------ Given records
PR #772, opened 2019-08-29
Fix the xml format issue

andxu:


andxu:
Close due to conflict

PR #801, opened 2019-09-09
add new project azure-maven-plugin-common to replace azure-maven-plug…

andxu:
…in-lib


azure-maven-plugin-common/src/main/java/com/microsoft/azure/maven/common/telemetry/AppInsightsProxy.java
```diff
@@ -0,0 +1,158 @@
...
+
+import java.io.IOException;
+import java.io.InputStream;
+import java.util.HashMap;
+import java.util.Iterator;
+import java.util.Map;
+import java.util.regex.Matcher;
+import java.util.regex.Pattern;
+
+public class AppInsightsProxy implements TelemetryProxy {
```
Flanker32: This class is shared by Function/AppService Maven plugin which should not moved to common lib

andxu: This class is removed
------------
------ Given records
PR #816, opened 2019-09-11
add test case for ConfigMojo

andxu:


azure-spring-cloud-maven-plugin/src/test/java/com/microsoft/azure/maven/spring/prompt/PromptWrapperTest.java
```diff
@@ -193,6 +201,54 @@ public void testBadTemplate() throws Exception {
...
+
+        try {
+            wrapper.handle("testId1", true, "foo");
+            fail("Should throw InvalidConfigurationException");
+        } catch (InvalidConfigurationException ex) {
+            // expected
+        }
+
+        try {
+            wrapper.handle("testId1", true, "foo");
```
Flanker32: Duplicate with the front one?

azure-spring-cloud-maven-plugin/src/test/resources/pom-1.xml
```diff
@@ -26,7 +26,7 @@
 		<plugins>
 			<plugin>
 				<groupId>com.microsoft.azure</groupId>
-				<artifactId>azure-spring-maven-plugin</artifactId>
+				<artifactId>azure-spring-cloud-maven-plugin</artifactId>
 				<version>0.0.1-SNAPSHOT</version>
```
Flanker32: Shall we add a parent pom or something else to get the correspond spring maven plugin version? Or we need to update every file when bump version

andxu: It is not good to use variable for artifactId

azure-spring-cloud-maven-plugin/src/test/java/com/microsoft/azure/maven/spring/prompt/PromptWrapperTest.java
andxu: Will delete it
------------
Work task: Nothing but the lines above from the one containing "Flanker32: Duplicate with the front one?" through the one containing "andxu: Will delete it" should appear in the answer, each repeated exactly.

Problem solution:
Flanker32: Duplicate with the front one?

azure-spring-cloud-maven-plugin/src/test/resources/pom-1.xml
```diff
@@ -26,7 +26,7 @@
 		<plugins>
 			<plugin>
 				<groupId>com.microsoft.azure</groupId>
-				<artifactId>azure-spring-maven-plugin</artifactId>
+				<artifactId>azure-spring-cloud-maven-plugin</artifactId>
 				<version>0.0.1-SNAPSHOT</version>
```
Flanker32: Shall we add a parent pom or something else to get the correspond spring maven plugin version? Or we need to update every file when bump version

andxu: It is not good to use variable for artifactId

azure-spring-cloud-maven-plugin/src/test/java/com/microsoft/azure/maven/spring/prompt/PromptWrapperTest.java
andxu: Will delete it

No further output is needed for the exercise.